SANTA FE - A bill requiring most voters to show photo identification appears doomed, the sponsor said Tuesday.
"I am afraid it is," state Rep. Dianne Hamilton, R-Silver City, said after an emotion-charged committee hearing on her proposal.
Dozens of ordinary people from around the state drove to the Capitol to commend Hamilton's bill. They say they need photo identification to check out a library book, rent a movie or cash a check, so a voter should be held to that same standard.
But county clerks, members of the League of Women Voters, and Democrats on the House Voters and Elections Committee opposed Hamilton's bill.
They called it unfair, saying it would create two different "classes" of voters.
Hamilton's bill would require those who vote in person to show photo identification. But absentee voters and tribal members would be exempted from the photo ID law.
Democratic Reps. Debbie Rodella of Espanola and James Madalena of Jemez Pueblo said they would vote against Hamilton's bill Thursday, when it returns to the committee. Hamilton had made numerous, last-minute amendments to her bill, so the committee delayed a vote for two days.
Even without seeing the edited proposal, Rodella said she would not support a bill that would make voting harder or impossible for poor people and old people.

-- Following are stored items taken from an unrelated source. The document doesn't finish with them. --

PR #114, opened 2015-04-06
added a buy tickets url column for proposal space

shreyas-satish:
- added buy_tickets_url column in ProposalSpace
- added the corresponding field in ProposalSpaceForm
- added a 'Buy Tickets' button, which shows if the buy_tickets_url is set.


funnel/templates/space.html
```diff
@@ -125,9 +125,16 @@
   </strong>
 </p>
 {%- if space.sessions %}
-  <p>
-    <a href="{{ space.url_for('schedule') }}" class='btn btn-primary btn-sm'>{% trans %}View Schedule{% endtrans %}</a>
-  </p>
+  <ul class="list-inline">
+    <li>
+      <a href="{{ space.url_for('schedule') }}" class='btn btn-primary btn-sm'>{% trans %}View Schedule{% endtrans %}</a>
```
jace: There needs to be an if condition for this too. A new proposal space has no schedule. However, this requires a separate issue.

PR #116, opened 2015-04-14
expose space_id in JSON api

karthikb351:
- There is no other reliable way to identify unique spaces


karthikb351:
I goofed up a one line commit.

Rodella said she knew lifelong homemakers who do not drive and have no bank account. But they vote in every election. If they had to produce a photo ID, they would not be
Hamilton's bill contains a provision for providing free state identification cards to people in the situation that Rodella described. But the bill contains no money to pay for any attendant costs, another reason critics said it should not pass.
Perhaps the hardest blow against Hamilton's effort was struck by Douglas Shaw, chief deputy clerk of Chaves County. He said his office uncovered seven cases of fraud in one election - all by absentee voters.
Nobody was prosecuted, Shaw said, despite an FBI inquiry. In-person voting turned up no such dishonesty, he said.
Various county clerks in New Mexico want a photo identification requirement for voters, but they oppose Hamilton's bill and its dual standards for voters, said Daniel Ivey-Soto, executive director of the clerks' organization.
Hamilton said she started with in-person voters as a first step toward eventually creating photo identification requirements for absentee voters.
As for exempting tribal members, Hamilton said, many of them do not like to be photographed. She said she respected this, and decided their tribal number was adequate identification.
Secretary of State Dianna Duran, a Republican, urged passage of the bill. She said the public overwhelmingly wants voter identification.
Elaine Miller, president of the Federation of Republican Women of New Mexico, also testified for the bill. Miller said it was a common-sense approach to keeping elections honest.
A counterpoint came from Roy Streit of Placitas in Sandoval County. He said he had been a poll worker for years, and neither he nor any of his coworkers ever saw or uncovered fraud among in-person voters.
Plenty of times, Streit said, voters showed up at the wrong precinct. Mistakes occur every election day, he said, but fraud was "not even remotely an issue."